Top of The records

PR #462, opened 2022-10-30
Remove ANSI formatting before measuring string width

e-zim:
### Summary

Hello! This PR hopes to address an issue in the select prompt where formatted lines may delete the past output on terminals of certain sizes.

### The problem

When [ANSI escape codes](https://en.wikipedia.org/wiki/ANSI_escape_code) are used in the options of a prompt, these lines are measured wider than what is visibly printed to the terminal. This is caused by the `StringWidth` counting these escaped characters as a part of the actual string, and results in previous output being deleted (if the measured line count is greater than the actual line count of an option).

The following can demonstrate this on terminals that are only slightly wider than the option's visible length:

```go
prompt := &survey.Select{
  Message: "Select an option:",
  Options: []string{
    "\033[35m..........................................................",
    "\033[36m..........................................................",
  },
}

survey.AskOne(prompt, "")
```

See this in action:

https://user-images.githubusercontent.com/18134219/198906355-71ca8926-61e6-4af0-8c44-9adf03a8604a.mov

### Proposed solution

Bottom of The records

Could you return exactly the lines above from the line with "Remove ANSI formatting" to the line with "### The problem", both included, and nothing else?

Remove ANSI formatting before measuring string width

e-zim:
### Summary

Hello! This PR hopes to address an issue in the select prompt where formatted lines may delete the past output on terminals of certain sizes.

### The problem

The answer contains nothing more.